According to some, lots of spooky stuff is going on at Bigelow's Mt. Wilson Ranch. Tables float in the air, and strange entities menace visitors. People are reacting as if Vallee had revealed some secret place known only to "insiders." I'm wondering how "secret" some place can actually be when it offers rooms for rent to the public? I trust that some enterprising investigator will soon book a vacation up there, then give us a report on the spooky things that did or didn't happen.
With Project Blue Book, the U.S. Air Force compiled reports of tens of thousands of UFO sightings over 17 years. But in 1966, another Air Force committee published the Condon Report, which concluded that most of the sightings examined were explainable.
Then the 2017 DoD disclosure occurred, directly contradicting the findings in the Condon Report.
But the most absurd is his claim that "DoD disclosure" happened in 2017. The Defense Department did not "disclose" anything in 2017. All that happened in such matters in 2017 was that Elizondo and a few others who were knowledgeable about the AAWSAP began to talk about it publicly. The program does not appear to have actually been classified, although its existence was not announced to the public. To The Stars claims to have chain-of-custody documentation for the DoD's supposed release of those three blurry infrared UFO videos they are so proud of, but nobody has ever seen such documentation, and the DoD denies ever having released any such thing.
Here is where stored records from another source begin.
PR #617, opened 2019-11-19
Rename LastProposal/Proposer to Block/Author

mcortesi:
### Description

- We don't want a new name for Block.
- The author or coinbase is the name already used. We leave proposer for
the current round proposer (which not always will be the final
author/coinbase)
- Rename ParentValidators to ParentBlockValidators

### Tested

unit/ci

### DIFF
--- a/consensus/istanbul/backend.go
+++ b/consensus/istanbul/backend.go
@@ -70,8 +70,8 @@ type Backend interface {
 	// GetCurrentHeadBlock retrieves the last block
 	GetCurrentHeadBlock() Proposal
 
-	// GetCurrentHeadBlockAndAuthorAndAuthor retrieves the last block alongside the author for that block
-	GetCurrentHeadBlockAndAuthorAndAuthor() (Proposal, common.Address)
+	// GetCurrentHeadBlockAndAuthor retrieves the last block alongside the author for that block
+	GetCurrentHeadBlockAndAuthor() (Proposal, common.Address)
 
 	// LastSubject retrieves latest committed subject (view and digest)
 	LastSubject() (Subject, error)
--- a/consensus/istanbul/backend.go
+++ b/consensus/istanbul/backend.go
@@ -67,17 +67,17 @@ type Backend interface {
 	// the given validator
 	CheckSignature(data []byte, addr common.Address, sig []byte) error
 
-	// LastBlock retrieves the last block
-	LastBlock() Proposal
+	// GetCurrentHeadBlock retrieves the last block
+	GetCurrentHeadBlock() Proposal
 
-	// LastBlockAndAuthor retrieves the last block alongside the author for that block
-	LastBlockAndAuthor() (Proposal, common.Address)
+	// GetCurrentHeadBlockAndAuthorAndAuthor retrieves the last block alongside the author for that block
+	GetCurrentHeadBlockAndAuthorAndAuthor() (Proposal, common.Address)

As for the AAWSAP, it's not even clear if its purpose ever had much to do with UFOs. The only deliverable that AAWSAP is known at this time to have produced are thirty-eight papers on weird physics, none of which have to do with UFO investigations. So nothing has actually been "disclosed," except by TTSA itself, and by now we have all seen how credible their information isn't.
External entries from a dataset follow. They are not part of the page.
PR #618, opened 2019-11-20
Track uptime & distribute rewards based on it

### LINKED ISSUE #457: Full nodes SBAT track validator uptime within an epoch
### Expected Behavior

Whenever a block is processed, for each validator, a counter is incremented by one if that validator had at least one signature present in the last [10] blocks. This cannot be done during the first [9] blocks of the epoch. At each epoch, this counter is reset to 0.

### Current Behavior

What is the current behavior?

gakonst:
### Description

Will close #457. Idea is that we track a validator's uptime by the bitmap from my previous PR.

Anything coming from, To The Stars gang, be weary of, and take nothing at face value from them. To me, they are conning people out of money to just pay themselves a wage for deceiving people. People, who really want to learn something about UAPs.
ReplyDeleteJacques Vallee bore quite a resemblance to my late Uncle Bob, though why aliens would be interested in Worcester, Massachusetts. is beyond me.
ReplyDeleteIn 1990 a fleet of daylight UFOs was photographed on 35 mm film hovering over the San Diego River Valley. Even before experts (Dr.Bruce Maccabee) declared the objects "unidentifiable and opaque", a pattern had been found on one of the acorn shaped craft that duplicated what appears on numerous other UFO photos as well as countless ancient artifacts proving that aliens have been nurturing mankind since the beginning..."Unsettling"-Los Angeles Times. they're here https://www.facebook.com/michael.orrell.79
ReplyDeleteWell, this is interesting. The website for the Mt. Wilson Ranch seems to have disappeared.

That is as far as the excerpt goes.